Le projet politique français en impose toutefois à l'étranger. "Même si les choses peuvent se passer violemment en France, la IIIe République, une des trois grandes puissances de l'époque, crée une attraction autour de cette laïcité. La loi de séparation des Églises et de l'État est traduite très vite en chinois. Des milieux arabes, à la fois chrétiens et musulmans, s'y réfèrent et envisagent un État neutre protégeant les minorités", intervient Dominique Avon.

Des divergences de vue déjà anciennes

La formule circule beaucoup, mais on ne la duplique pas tellement. Il existe de nombreux patrons pour se dessiner sa propre laïcité.

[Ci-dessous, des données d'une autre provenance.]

PR #2023, opened 2024-10-10
Removed GODrawStop::IsActive

oleg68:
I mentioned that ``GODrawStop::IsActive()`` duplicated ``GOButtonControl::IsEngaged()``

So this PR removes ``GODrawStop::IsActive()`` and replaces all it's usages with ``GOButtonControl::IsEngaged()``

### DIFF
--- a/src/grandorgue/model/GOCoupler.cpp
+++ b/src/grandorgue/model/GOCoupler.cpp
@@ -64,7 +64,7 @@ void GOCoupler::PreparePlayback() {
     m_Keyshift = m_DestinationKeyshift + src->GetFirstLogicalKeyMIDINoteNumber()
       - dest->GetFirstLogicalKeyMIDINoteNumber();
   }
-  if (m_UnisonOff && IsActive())
+  if (m_UnisonOff && IsEngaged())
     src->SetUnisonOff(true);
 }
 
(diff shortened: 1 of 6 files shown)


rousseldenis:
Mmmh, I would need some clarification as, from my comprehension, both have different meaning.

I saw the introduction of `IsEngaged()`there: https://github.com/GrandOrgue/grandorgue/commit/49375794fd07cfd092780259d7ae763fa833e19f#diff-da3dd564c78c8f5f60155bc77a2176d5ef7b16df922c9bdca6bd5d28cac1e0b4R50

And the use of `IsActive()` : https://github.com/GrandOrgue/grandorgue/commit/ef40b2011459e20b568173283f774b39236bf5ff

It seems Martin did the inverse of you do here.

@larspalo

oleg68:
@rousseldenis Yes, Martin introduced different state flags for GOButtonControl (`Engaged`) and for GODrawStop (Active). Might be earlier they were used separately, but now the only place that changes these flags for GODrawStop is GODrawstop::SetInternalState():

```
      Display(resState);
      // must be before calling m_ControlledDrawstops[i]->Update();
      m_ActiveState = resState;
```

Display() changes Engaged::

```
void GOButtonControl::Display(bool onoff) {
  if (m_Engaged == onoff)
    return;
  m_sender.SetDisplay(onoff);
  m_Engaged = onoff;
  r_OrganModel.SendControlChanged(this);
}
```

So now for drawstops m_ActiveState always equals to m_Engaged , and there are no more reasons to use them both.

A previous PR introduced another internal states GODrawStop::m_InternalStates rather m_ActiveState #2012. I use the new ones in another PR #2021.

larspalo (approved):

rousseldenis (approved):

Le modèle américain, empreint de religiosité, contraste vivement avec la voie française. "Les Américains sont les premiers à avoir séparé les Églises et l'État, dès 1791. Mais le souvenir des persécutions endurées par les puritains par le passé et le pluralisme religieux présent de fait sur leur sol font qu'il s'agit pour eux de protéger les religions de l'emprise de l'État, tandis qu'en France on a voulu inversement protéger l'État de l'emprise des religions", fait valoir Valentine Zuber.

Si pour Dominique Avon, les institutions américaines, où l'on prête serment sur la Bible, ne sont pas laïques à proprement parler malgré une séparation réelle vis-à-vis des cultes, le fossé entre Américains et Français est avant tout affaire de cultures et de pratiques:

"Aux États-Unis, la religion quelle qu'elle soit est positive et généralement bien vue en soi. La religion ayant cette image positive, l'opinion dira des gens qui commettent des violences au nom de celle-ci qu'ils la comprennent mal". "La situation française est pour partie inverse. Les catholiques par exemple, pour beaucoup, ne s'exprimeront pas en tant que tels. C'est donc une question de représentation plutôt que d'institutions", poursuit-il.

La force du groupe

A l'évidence, la méfiance, devenue traditionnelle en France, à l'endroit de la religion, fascine moins qu'elle ne crispe dorénavant à l'échelle mondiale. "Ce qui a changé, c'est que depuis les années 70 et 80, la force de l'idée de groupe est plus dynamique que celle de l'individu", replace l'historien.

Quelques décennies plus tard, la dynamique a même pris une tournure douloureuse et l'on s'interroge aujourd'hui sur le devenir d'une laïcité qu'on peine désormais à enseigner, au milieu des échauffements communautaires et de la menace islamiste. Ramenée à son aspect le plus brut, la question est à peu près celle-ci: faut-il déclarer notre modèle de laïcité non-négociable, le consolider avec assurance ou au contraire, l'amender ? Nos deux interlocuteurs se sont bien sûr emparés de la problématique.

Que faire?

"Je regretterais qu'on ne retienne qu'une réponse sécuritaire, autoritaire face au défi posé par l’intégration de l’islam dans le dispositif laïque. Il faut certes être ferme sur les principes, mais il faut aussi prendre en compte les différentes sensibilités de nos concitoyens dont certaines peuvent être profondément heurtées", initie Valentine Zuber, qui note encore:

"On parle de valeurs républicaines mais doit-on condamner définitivement des gens qui ne partagent pas toutes ces valeurs ou est-ce qu'on essaye de les convaincre de leur bien-fondé par une approche plus inclusive et respectueuse? Il y a une autre manière de faire comprendre ce qu'est la laïcité et la liberté d'expression qu'en montrant des caricatures outrées". "La religion affecte profondément les identités personnelles de certains et aussi l’image intime propre que les gens veulent montrer d'eux-mêmes. Il nous faut donc les convaincre, plus par le dialogue que par des injonctions autoritaires", achève-t-elle.

Dominique Avon plaide pour rendre à l'histoire de la laïcité un peu de sa matière: "Je pense que pour que la chose redevienne compréhensible, il faut revenir à son fondement anthropologique, en rappelant la part de conflit qu'elle comporte. On n'enseigne pas aux enfants que l'instauration de la laïcité fut douloureux, accompagné de violences, avant qu'il y ait une pacification autour de cette idée."